El marasmo del debate final

A la campaña electoral le quedan 96 horas desde las cero horas del martes 15 de diciembre, tras el ultimo debate de cierre entre Mariano Rajoy y Pedro Sánchez.

Un debate en el que el líder socialista tenía que agotar sus últimos cartuchos, no para quitarle votos a Mariano Rajoy, sino para recuperar los que ha perdido por su izquierda con Pablo Iglesias y por el centro con Albert Rivera.

Para la desesperación de Ferraz, el líder socialista más identificable generacionalmente que Rajoy con Iglesias y Rivera, ha estado atrapado durante toda la campaña en la confrontación entre lo viejo y lo nuevo que los partidos emergentes han manejado intensa e inteligentemente.

Abierta la brecha de la demanda del cambio, los socialistas se han movido torpemente atrapados en el pantano del fracaso de Zapatero ante la crisis – una fuga sin tocata- y de la atribución de un tanto de culpa no menor en los casos de corrupción de los que no se han zafado.

Si además se adereza su campaña con unos mensajes muy poco innovadores, su obsesión con derogar todas las reformas del Gobierno y desandar el camino recorrido con frases nada afortunadas dedicadas a sus competidores, el resultado es una catástrofe electoral si ni siquiera repite el resultado que obtuvo Alfredo Pérez Rubalcaba en 2011.

Y es una mala noticia para España, porque un PSOE fuerte y respaldado por los electores del centro izquierda es una garantía de estabilidad y un interlocutor acreditado en la Unión Europea con los demás Partidos socialistas.

El escenario de las ultimas encuestas refleja un aritmética muy complicada para la futura gobernabilidad del país. Un Congreso de los Diputados que sustituye las mayorías absolutas o no, pero definidas, por la imagen de una silla de cuatro patas próximas pero desiguales que genera el efecto físico natural de la inestabilidad.

Los partidos emergentes, con un recorrido muy rápido en un breve tiempo, han manejado el concepto de cambio de modelo que ,sin duda, está presente en el electorado que ha padecido una profunda y larga crisis huerfanos de una narrativa desde los grandes partidos.

El PP no la ha elaborado, porque el Gobierno ha estado dedicado a apuntalar el país y a tapar los boquetes financieros con el agravante de que el partido desde la calle Génova no ha sabido cubrir los flancos que deja la acción de gobierno ni tomar la iniciativa de encauzar la reforma institucional de la política que se demandaba desde la calle. Y el PSOE porque ha minusvalorado a los nuevos partidos que han sacado la oposición de la Carrera de San Jerónimo y la han llevado a los platós televisivos después de la sucesión fallida en la dirección federal del partido de Pérez Rubalcaba.

Y Pedro Sánchez se dirige directamente a la segunda debacle electoral del PSOE tras los Gobiernos de Zapatero. Lo que parecía imposible, la catástrofe de bajar de los 110 escaños del 2011, se anticipa por las encuestas para el día 20 de diciembre.

En el debate se ha vuelto a equivocar. Agresivo, interrumpiendo constantemente, con una superficialidad pasmosa que se envuelve en un discurso impostado y en una actitud gestual un tanto chulesca, el líder socialista ha recitado un mal guión como un mediano actor.
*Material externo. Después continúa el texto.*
PR #473, opened 2026-06-30
Documentation + decisions on Nitros subscribers for zero-copy from perception

archangelinux:
### 📑 Description
Updates `DEVELOPING.md` for the BEVFusion package documenting the planned node architecture, sensor inputs, and topic subscriptions. This covers the task of deciding which topics BEVFusion needs to subscribe to for Nitros zero-copy camera data and LiDAR, including the rationale for each choice.

Key decisions documented:
  - 6 Nitros camera topics (`/camera_pano_*/image_rect/nitros`) for zero-copy GPU images
  - `/lidar/all/points_merged` for the pre-merged LiDAR point cloud
  - `/multi_camera_sync/multi_camera_info` for camera intrinsics
  - Camera extrinsics via `tf2_ros::TransformListener` (reads from `/tf_static`)
  - Intended node parameters and build instructions
  
### 📝 Notes for reviewers
 Documentation only, no code changes. Captures the topic research for the Nitros zero-copy subscriber design so the next implementer has a clear reference. Publishers + Parameters table is marked as intended/not yet declared since the node implementation is still in progress.

PR #490, opened 2026-07-10
Implement declareParameters() in BEVFusionNode

archangelinux:
### 📑  Description
  Implements `declareParameters()` in `BEVFusionNode`

  **Files changed:**
  - **`src/bevfusion_node.cpp`** — Implemented `declareParameters()`: declares`model_dir`, `confidence_threshold`, `camera_names`, and the three subscriber topic name parameters. Derives the five TensorRT plan/ONNX file paths from `model_dir` and constructs `BEVFusionCore` with the resulting config. Architecture constants (voxel sizes, BEV grid bounds, etc.) are kept as`BEVFusionInputConfig` defaults and not exposed as ROS params.
  - **`config/params.yaml`** — Added complete parameter file with defaults for all declared parameters: model directory, 6 camera names, topic names, QoS settings, and sync settings.
  - **`test/test_bevfusion_params.cpp`** *(new file)* — Three Catch2 test cases: (1) lifecycle state transitions (unconfigured → inactive → active → inactive → unconfigured), (2) all default parameter values match `params.yaml`, (3) NodeOptions` overrides for `model_dir` and `confidence_threshold` are respected after `configure()`.
  - **`CMakeLists.txt`** — Added `if(BUILD_TESTING)` block wiring up `test_bevfusion_params` via `add_wato_test`.
  - **`package.xml`** — Added `<test_depend>wato_test</test_depend>`.
  - **`DEVELOPING.md`** — Added Testing section with colcon commands.

  ### ✅  Checklist   
  - [x] I listed any breaking changes in the "Notes" section

  ### 🔗  Related Issues / PRs
  Depends on #473 (ashish/bevfusion — BEVFusion node skeleton)

  ### 📝  Notes for reviewers   
  - Build warnings are from existing TODO stubs in `bevfusion_core.cpp`(`initialize()` and `infer()` missing return statements) — not introduced by this PR.
  - `sync_queue_size`, `sync_max_time_diff_ms`, and QoS params are declared in`on_configure()` in Ashish's skeleton, not here, to avoid re-declaring already-registered parameters.
  - Tests run without GPU — `BEVFusionCore` constructor only stores config;`initialize()` (which loads TRT engines) is a TODO and not yet called.
  - This PR adds the first tests for this package

### DIFF
--- a/src/perception/bevfusion/bevfusion/config/params.yaml
+++ b/src/perception/bevfusion/bevfusion/config/params.yaml
@@ -1,3 +1,34 @@
 ---
 bevfusion_node:
   ros__parameters:
+    # Directory containing all TensorRT .plan and .onnx engine files
+    # Place model files at: /opt/watonomous/models/bevfusion/resnet50/
+    model_dir: "/opt/watonomous/models/bevfusion/resnet50"
+
+    # Camera frame IDs — must match the 6 nuScenes-layout cameras on Eve
+    camera_names:
+      - "camera_pano_nn"
+      - "camera_pano_ne"
+      - "camera_pano_nw"
+      - "camera_pano_ss"
+      - "camera_pano_se"
+      - "camera_pano_sw"
+
+    # Detection confidence threshold — boxes below this score are discarded
+    confidence_threshold: 0.3
+
+    # Subscriber topic names
+    topic_multi_image: "/multi_camera_sync/multi_image_compressed"
+    topic_lidar: "/lidar/all/points_merged"
+    topic_camera_info: "/multi_camera_sync/multi_camera_info"
+
+    # ApproximateTime synchronization
+    sync_queue_size: 10
+    sync_max_time_diff_ms: 200.0
+
+    # QoS
+    qos_subscriber_reliability: "best_effort"
+    qos_subscriber_depth: 10
+    qos_publisher_reliability: "reliable"
+    qos_publisher_durability: "transient_local"
+    qos_publisher_depth: 10
--- a/src/perception/bevfusion/bevfusion/config/params.yaml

Un marasmo de “yo propongo” y un debate que el líder del PSOE ha querido convertir en esas peleas en el barro que alguna vez recogen las televisiones como atracciones de feria.

Si los debates hasta ahora no han alterado los cupos de los magmas electorales, el debate final solo ha servido para remover, veremos en qué medida, el voto abstencionista a favor de los partidos emergentes, lo que favorece también al PP ya que estando su suelo en el entorno del 30 por ciento, la diversificación del voto restante en tres partidos muy próximos en porcentaje determina que el primero en votos obtenga una prima adicional de escaños.
Rajoy que tiene una experiencia acreditada y que nadie ha puesto en duda su honradez personal, ha sido más que paciente ante un Sánchez superficial, agresivo y faltón que recita un glosario de eslóganes que por su indefinición suena a publicidad e incumplimientos.

Los ciudadanos son lo suficientemente perspicaces para diagnosticar los problemas del país. Se esperaban más del debate y a lo mejor realmente el bipartidismo ha muerto.

Pedro Sánchez le ha dado el empujón final.